2015–16 Coupe de la Ligue

Tournament details
- Country: France
- Dates: 11 August 2015 – 23 April 2016
- Teams: 42

Final positions
- Champions: Paris Saint-Germain (6th title)
- Runners-up: Lille

Tournament statistics
- Matches played: 42
- Goals scored: 122 (2.9 per match)
- Top goal scorer: Lakdar Boussaha (6)

= 2015–16 Coupe de la Ligue =

The 2015–16 Coupe de la Ligue was the 22nd French league cup competition. The competition was organized by the Ligue de Football Professionnel and was open to the 44 professional clubs in France that are managed by the organization.

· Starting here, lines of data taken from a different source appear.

PR #1215, opened 2025-10-28
JS_GetClass function

caturria:
Hi,

Thanks again for this fantastic library!

I would like to add a JS_GetClass function so that the host application can inspect the details of native classes. Useful especially for generation of context-specific error messages that include class names.

Are there any concerns regarding the definition of JSClass being moved to the public header?

I would also like to disclose that I am totally blind. Though I tried to match the style as best I could, your feedback on any stylistic inconsistencies I may have missed would be greatly appreciated.

Thank you.

### DIFF
--- a/quickjs.c
+++ b/quickjs.c
@@ -327,6 +327,16 @@ struct JSRuntime {
     JSRuntimeFinalizerState *finalizers;
 };
 
+struct JSClass {
+    uint32_t class_id; /* 0 means free entry */
+    JSAtom class_name;
+    JSClassFinalizer *finalizer;
+    JSClassGCMark *gc_mark;
+    JSClassCall *call;
+    /* pointers for exotic behavior, can be NULL if none are present */
+    const JSClassExoticMethods *exotic;
+};
+
 typedef struct JSStackFrame {
     struct JSStackFrame *prev_frame; /* NULL if first stack frame */
     JSValue cur_func; /* current function, JS_UNDEFINED if the frame is detached */
@@ -3599,14 +3609,16 @@ bool JS_IsRegisteredClass(JSRuntime *rt, JSClassID class_id)
     return (class_id < rt->class_count &&
             rt->class_array[class_id].class_id != 0);
 }
-
-const JSClass *JS_GetClass(JSRuntime *rt, JSClassID class_id)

Paris Saint-Germain were the two-time reigning champions, having defeated Bastia 4–0 in the previous season's final and their win in this competition 2–1 against Lille put the club at six wins, extending their record.

==First round==
First round matches were held over 1 day; 11 August 2015. The 12 winners secured places in the second round. All times in Central European Time.

==Second round==
The round featured the 12 winners of the first-round matches. The matches were held over 1 day; 25 August 2015. The 6 winners secured places in the third round. All games in Central European Time.

==Third round==
The Third Round, also known as the Round of 32, featured the 6 winners of the second round matches in addition to 14 Ligue 1 clubs who were not participating in the European competitions. The matches were played 27 and 28 October 2015, and 25 November 2015. All games in Central European Time.

==Round of 16==
The Fourth Round, also known as the Round of 16, featured the 10 winners of the third round matches in addition to 6 Ligue 1 clubs who were participating in the European competitions. The matches were played on 15 and 16 December 2015.

==Quarter-finals==
The Fifth Round, also known as the quarter-finals, featured the 8 winners of the Round of 16 matches. The four matches were played on 12 and 13 January 2016.

==Semi-finals==
The semi-finals were drawn after the quarter-finals and were played on 26 and 27 January 2016.